# Would You?? Advice needed!!!!



## RowdyKidz (Apr 2, 2009)

OK, I know I said no more buying for two years but I just found an amazing offer! And I don't know what to do! 

I have 11 goats right now, two being bred and 1 possibly bred. I am to get a new buck and a doe soon from a friend that had a herd disposal and I am getting another from my friend in early May after the doe weans her babies. On those 3 purchases alone I owe $510. I have $125 of that settled, as in how I'm going to pay for the goat. And, I have all of my un-born kids reserved, so that's taken care of. I'll get money back from them.

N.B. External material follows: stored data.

PR #620, opened 2021-04-26
Fix an issue that post-testcase doen not run if pre-testcase raises

raoyitao:
* If post-testcase method is defined, even if pre-testcase method or
  testcase itself raises an exception, all those post-testcase method
  should still run.
* @pre_testcase and @post_testcase can be defined in any order.
* Update testcase.

## Checklist:
- [x] Test
- [ ] Documentation (API)
- [ ] MS info leakage check


Pyifan:
Before we proceed with this PR, let's decide on whether we want to keep @pre/post_testcase decorators or the suite class pre_testcase/post_testcase member function. If we go with the latter one, let's get rid of @pre/post_testcase related implementation and update the documentation accordingly.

So anyway, I found this doe. Awesome conformation. Beautiful rare brown coloring. And to top it all off she's bred to a buck that originally come from Idaho!! :shocked: And I really love those lines that he comes from! They have the 2007 National Champion doe! She's $400 though. I have no idea where that moneys going to come from if I get her. What do you guys think? Should I get her or pass her up?? I am in a huge dilema and am scared that someone will snatch her up soon! Her and the sire are NPGA registered, so I can register the kids.


----------



## Thanatos (Mar 16, 2009)

Can you make you money back on the kids or even work out a doe back deal? then I would.


----------



## toth boer goats (Jul 20, 2008)

> as in how I'm going to pay for the goat. And, I have all of my un-born kids reserved, so that's taken care of. I'll get money back from them.

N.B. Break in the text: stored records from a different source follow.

PR #622, opened 2021-04-28
Remove compatibility related code since no need to support Python 2

raoyitao:
* No need to support Python 2, the related code for adapting Py2 & Py3
  can be removed, such as condition of sys version, Python 2 specific
  feature and all those 3rd libraries for compatibility/backporting.
  - six
  - future
  - past
  - builtins
  - nonzero
  - next
  - mock
  - queue
  - cStringIO/cPickle
  - functools32
  - io.open
  - http.server
  - zip/zip_longest
  - sys.version/sys.hexversion/sys.verion_info
  - ImportError
* Remove unused import at head of files.
* remove unused libraries from dependency.
* Use "utf-8" instead of "UTF-8", "utf8", "utf_8".


testplan/exporters/testing/pdf/renderers/base.py
```diff
@@ -8,12 +8,9 @@
...
 from reportlab.platypus import Paragraph
 
-try:
-    from html import escape as _orig_escape
+from html import escape as _orig_escape
 
-    escape = functools.partial(_orig_escape, quote=False)
-except ImportError:
-    from cgi import escape
+escape = functools.partial(_orig_escape, quote=False)
```
kn-ms, line 13: This is just used in a single place, no need to overwrite it with the partial.

testplan/exporters/testing/pdf/renderers/entries/assertions.py
```diff
@@ -1,12 +1,9 @@
...
 import functools
 
-try:
-    from html import escape as _orig_escape
+from html import escape as _orig_escape
 
-    escape = functools.partial(_orig_escape, quote=False)
-except ImportError:
-    from cgi import escape
+escape = functools.partial(_orig_escape, quote=False)
```
kn-ms, line 6: Not worth to override it for a single use

tests/unit/testplan/exporters/testing/test_sliced_paragraph.py
```diff
@@ -1,11 +1,8 @@
 import functools
 
-try:
-    from html import escape as _orig_escape
+from html import escape as _orig_escape
 
-    escape = functools.partial(_orig_escape, quote=False)
-except ImportError:
-    from cgi import escape
+escape = functools.partial(_orig_escape, quote=False)
```
kn-ms, line 5: as before no need for redefinition

kn-ms (approved):
I have 3 nice to have comments

testplan/exporters/testing/pdf/renderers/base.py
raoyitao: fixed

tests/unit/testplan/exporters/testing/test_sliced_paragraph.py
raoyitao: fixed

testplan/exporters/testing/pdf/renderers/entries/assertions.py
raoyitao: Unlike other 2 ``escape``, in this file ``escape`` is used many times, I renamed this wrapped to ``html_escape``

kn-ms (approved):

kn-ms (approved):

 you might want to think this through ....I know you want that beautiful doe and others...but think of the ...what if's.... What if.... the reserved kid buyers back out or something happens to the kids.....ringing up debt like that can get you in trouble....be very careful..  ..trying to buy things without a sure thing ...such as money lined in your pocket... for these goats....may result in something not so good.....The way I look at it............if I don't have the money in hand ...to buy it... I can't get it ...........no matter how much I desire to have it.......and believe me I have been there ..... and had to pass on quite a few goats....... :hug:


----------



## RowdyKidz (Apr 2, 2009)

toth boer goats said:


> > as in how I'm going to pay for the goat. And, I have all of my un-born kids reserved, so that's taken care of. I'll get money back from them.
> 
> 
> you might want to think this through ....I know you want that beautiful doe and others...but think of the ...what if's.... What if.... the reserved kid buyers back out or something happens to the kids.....ringing up debt like that can get you in trouble....be very careful..  ..trying to buy things without a sure thing ...such as money lined in your pocket... for these goats....may result in something not so good.....The way I look at it............if I don't have the money in hand ...to buy it... I can't get it ...........no matter how much I desire to have it.......and believe me I have been there ..... and had to pass on quite a few goats....... :hug:


I've had to pass on quite a few goats. Some I've regretted. But I think I'll just stick to who I get mine from, which is NOT this person.

And I actually have more kids reserved than what I'm going to have. I have two doelings reserved, another doeling reserved, 3 wethers/does reserved, and 1-2 wethers. Plus I am selling off some goats soon enough. I will hate to see them go but it will be for the best. Last year I made, just from showing my goats at the COUNTY FAIR, over $100.

Thanks for your opinion. I had already had my decision set but was wondering what everyone else would do in my position.

Thanks guys. I totally understand where you are coming from.


----------



## toth boer goats (Jul 20, 2008)

I respect your decision and wish you the best of luck.... :wink:


----------



## RowdyKidz (Apr 2, 2009)

Thanks.  At this point in time I have decided to pass on her, and wait till next week when I have my own kids before I buy anything else.


----------



## StaceyRosado (Oct 5, 2007)

it is a terrible shame --- she is so pretty. But if she is ment for you to have her, she will still be available when you have the money. Thats what I do when I am unsure


----------



## sweetgoats (Oct 18, 2007)

RowdyKidz said:


> Thanks.  At this point in time I have decided to pass on her, and wait till next week when I have my own kids before I buy anything else.


 I know that is hard to do but really follow your hear. That is what you need to do and it sounds like you are.

She is beautiful but so are yours, and if it is meant to be it will work out for you. :hug:


----------



## RowdyKidz (Apr 2, 2009)

Thanks.  One of my best does (Isabella) is due Monday so I want to see what she has. I am really excited to see what she has. This is her first kidding and she is HUGE so I am certainly nervous! I really hope she has at least one doe... ray: And my other doe is showing signs of kidding! Watch them kid on the same day. :angry: 

So if Isabella doesn't have a doeling,that doe WILL be coming here. 

So we'll see.


----------



## StaceyRosado (Oct 5, 2007)

I have a doe I want a doeling from too......watch her have all bucks :angry:


----------



## toth boer goats (Jul 20, 2008)

> Thanks.  At this point in time I have decided to pass on her, and wait till next week when I have my own kids before I buy anything else.


 :hug: I know the feeling....
I looked at you site...you do have really pretty goats.....


----------



## RowdyKidz (Apr 2, 2009)

Thanks!! I am very proud of my "no-longer-little-herd"! :hug:


----------



## toth boer goats (Jul 20, 2008)

your welcome :wink: :greengrin:


----------



## RowdyKidz (Apr 2, 2009)

I think she's now sold or will be for sale after kidding. I'm betting the second since she's still on their doe page. Oh well. At least I'll have kids soon! One of my does have a discharge! YAY! :clap:


----------